Luego, tranquilamente, limpió de sangre el puñal y se lo puso en la faja. Con la seguridad del

vencedor, dio media vuelta y empezó a alejarse. Ese fue su error. Porque el Valenciano, en

cuanto lo vio de espaldas agarró su cuchillo, dio dos saltos y se lo clavó a Miguel por la espalda.

Esta vez el sorprendido fue Miguel, pero no tuvo tiempo de decir nada. El cuchillo le había

atravesado el corazón. Aguantó unos segundos de pie, sin volverse, y luego se desplomó

pesadamente hacia adelante. Estaba muerto. El Valenciano le dijo:

- Tan hombre que te crees, a ver si te vale el médico a ti ahora.
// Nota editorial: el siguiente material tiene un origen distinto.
PR #873, opened 2016-12-21
Different code path for contiguous tensors along dimension 1 in cat + fix cat bug + fix ambiguity

nkoumchatzky:
This is very useful for speed reasons, the generic code path has too many function calls.


soumith:
there's an additional optimization that would be really useful and very simple to add to this PR. If you think you will do it, let me know -- if not i'll merge your PR and do it.

The same code path (all contiguous, memcpy) can be taken if the dim to be cat is the 1st dim, i.e.:
torch.cat( {1 x 10 x 10, 1 x 10 x 10, 1 x 10 x 10}, 1)

Your 1D case is just a  small special case of that.

nkoumchatzky:
Indeed, I figured I'd leave it for a next review :) I'll do it in this one.

Happy holidays!

Nico

nkoumchatzky:
@soumith @pavanky Here is the augmented patch.

nkoumchatzky:
I actually spotted a bug in cat, let me fix it before merging.

lib/TH/generic/THTensorMath.c
```diff
@@ -2035,24 +2035,29 @@ void THTensor_(catArray)(THTensor *result, THTensor **inputs, int numInputs, int
   THLongStorage *size;
   int i, j;
   long offset;
-  int ndim = dimension + 1;
-  for (i = 0; i < numInputs; i++)
-  {
-    ndim = THMax(ndim, inputs[i]->nDimension);
+  int minDim = dimension + 1;
```
soumith: you can now remove minDim, it is no longer used.

nkoumchatzky:
Ok the bug was: when catting an empty tensor along the first dim, not exception was thrown and the size was incremented by 1. When catting along another dim, an exception was thrown.
I chose to allow empty tensors, just ignoring them when catting. Catting empty tensors only results in empty tensors, whichever the input dim.

Let me know if the behavior is ok @soumith

fmassa:
@nkoumchatzky I think allowing empty tensors in `torch.cat` is a reasonable behaviour. But we should adapt the cuda version to follow the same behaviour.

nkoumchatzky:
@fmassa Yes indeed. @pavanky will push a similar patch in cutorch soon.

pavanky:
@nkoumchatzky @fmassa 

Since we are allowing empty tensors, shouldn't the following also be allowed?

```
torch.cat({troch.Tensor(), torch.Tensor()})
```

This is currently (after applying the patch in this PR) throwing an error saying that the dimension is invalid. I think returning an empty tensor should be the right behavior.

nkoumchatzky:
@pavanky Just pushed a new patch that deals with that use case. Now a -1 or unspecified dimension will cat along the maximum of the last dimension over the input tensors, and will allow for empty tensors.

soumith:
@nkoumchatzky all unit tests are failing: https://travis-ci.org/torch/torch7/builds/186789362

nkoumchatzky:
@soumith I added the forgotten TensorMath.lua file, should work now.

pavanky:
@nkoumchatzky @soumith updated cutorch to have same behavior.

soumith:
thanks Nico!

El Valenciano se dio cuenta de que le temblaban las piernas. Se miró de nuevo la herida, y

estuvo a punto de perder el conocimiento. Dejó el cuchillo clavado en la espalda de Miguel

Pellicer, se quitó una alpargata y se la apretó contra la herida del vientre, para que no se le

salieran los intestinos. Volvió al pueblo, y fue a pedir ayuda a uno de sus amigos. Este lo llevó a

casa del médico para que lo curara. Luego contó lo que le había ocurrido, cómo había tenido

una pelea con Miguel Pellicer, que le había insultado, y cómo le había matado. Pero la versión

que él contó no coincidía con lo que vieron quienes fueron a recoger el cuerpo del muerto y

vieron que tenía el cuchillo clavado en la espalda. Se dio parte a la guardia civil, que se personó

en el pueblo y en cuanto el Valenciano estuvo en condiciones de viajar se lo llevaron a Alcañiz.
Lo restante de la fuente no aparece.